The issue is that all vcfs to be imported have to have the exact same samples in them. This means you have to have all the samples you want to work on inside a single vcf file. Why not just add them incrementally? In other word, if I have 3000 samples today, and I get 3000 more samples next week, I have to have duplicate files. Any plans on adjusting the VDS be more like a true data store that you can grow with your data?
Incremental ingest is an incredibly useful model, but it’s one we don’t currently fully support due to the nature of the datasets on hand in the current climate. The outer join on samples and variants is exactly what we want to do here, but it’s complicated by the fact that VCF is a lossy data format – you lose the metadata at monomorphic sites. It would be pretty easy to write an outer join that fills in reference genotypes at all sites not present in a VCF, but this doesn’t seem ideal.

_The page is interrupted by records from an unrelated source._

PR #519, opened 2022-03-29
Fix broken Githun action ID

d4hines:
## Problem

Observe that our Docker CI is failing because we have multiple builds with id `docker_build`: https://github.com/marigold-dev/deku/actions/runs/2059345040

## Solution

A better solution is to ingest a format like GVCF, which supports lossless variant expansion. We haven’t done this yet because the GATK calling pipeline includes a joint calling step, and the analysts at Broad consider a joint called VCF as the starting point for any downstream analyses.

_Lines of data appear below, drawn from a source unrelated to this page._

PR #521, opened 2022-03-29
Voting contract test for Lambda VM

renatoalencar:
## Depends

- [x] #508 
- [x] #520 

## Problem

We need to make sure that Lambda VM works for more complex contracts, for this we're proposing a voting contract with voting, pausing and resetting capabilities.

## Solution

Encode the contract with ppx lambda vm and check if the contract produces correct outputs.

The contract also encodes lists and strings as pairs of pairs, using the first element of the pair as the size of the list
in order to have a point of stop when iterating through the list and the second element being the pair of pairs as the contents of the list. The list ends with a `(0L, 0L)` so it doesn't crash from trying to unpair an integer.

### Strings

Strings are encoded as follows:

```
(<size>, (<first char code>, (<second char code>, (third char code, .... (<last char code, 0L)...)
```

Example: `"Tezos"`

```ocaml
(5L, (84L, (101L, (122L, (111L, (115L, 0L))))))
```

### Lists

List (in this case associative lists) are encoded a similar way.

```
(<size>, (<first element>, (<second element>, ...., (0L, 0L))...)
```

### DIFF
--- a/tests/vm/test_vm.ml
+++ b/tests/vm/test_vm.ml
@@ -9,4 +9,5 @@ let () =
       Test_simple_expr.test;
       Test_gas.test;
       Test_io.test;
+      Test_voting_contract.test;
     ]
--- a/tests/vm/test_voting_contract.ml
+++ b/tests/vm/test_voting_contract.ml
@@ -1,0 +1,401 @@
+open Lambda_vm
+
+let value_of_string gas string =
+  Lambda_vm.Ast.value_of_string (Gas.make ~initial_gas:gas) string
+
+let compare =
+  [%lambda_vm
+    let delta f = f f in
+    let aux aux size a b =
+      if size then
+        if fst a - fst b then
+          0L
+        else
+          aux aux (size - 1L) (snd a) (snd b)
+      else
+        1L in
+    let aux = delta aux in
+    fun a b ->
+      let size_a = fst a in
+      let size_b = fst b in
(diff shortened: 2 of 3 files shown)


EduardoRFS:
This should not be done using ppx_lambda_vm, this is a real contract and should be implemented in something like Ligo.

renatoalencar:
> This should not be done using ppx_lambda_vm, this is a real contract and should be implemented in something like Ligo.

@EduardoRFS I was asked to do that next and unfortunately we still don't have a compiler from Ligo to lambda vm. I believe that's for validating that writing more complex contracts are possible indeed. I guess @Zett98 could have a better explanation.

Zett98:
Yup, as we don't have ligo to lambda yet, this is a good solution to have multiple contracts running

EduardoRFS:
This is not a good solution, if you want to just have a contract calling another one this is too overkill. And if you want to test lambda vm with real contract it should be written in Ligo.

renatoalencar:
> This is not a good solution, if you want to just have a contract calling another one this is too overkill. And if you want to test lambda vm with real contract it should be written in Ligo.
>
> Will not block, but the PR doesn't make a lot of sense to me.

I partially agree with you, we can notes as comments to migrate this to Ligo as soon as we have a Ligo to Lambda VM compiler. What do you think?

Zett98 (approved):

There are other open-source tools like TileDB in the works which may solve this problem better than we can, given our other priorities. If you have ideas in this domain, we are happy to hear them and discuss further!
Hi Steven,
Thanks for taking an interest in Hail! We appreciate the feedback. I saw your VariantDB challenge a while ago, but we aren’t in a position to submit a solution yet since our genotype schema is currently fixed and doesn’t match your sample file.
In response to your question, I have a few additional remarks to add to Tim’s excellent answer:
Hail is intended to be agnostic to the source of the data. This is similar to the design of Spark, which supports connectors to a wide variety of data sources (SQL databases through JDBC, Parquet, various text or binary files in Hadoop, object storage or local files, Cassandra, Solr, ElasticSearch, MongoDB, etc.)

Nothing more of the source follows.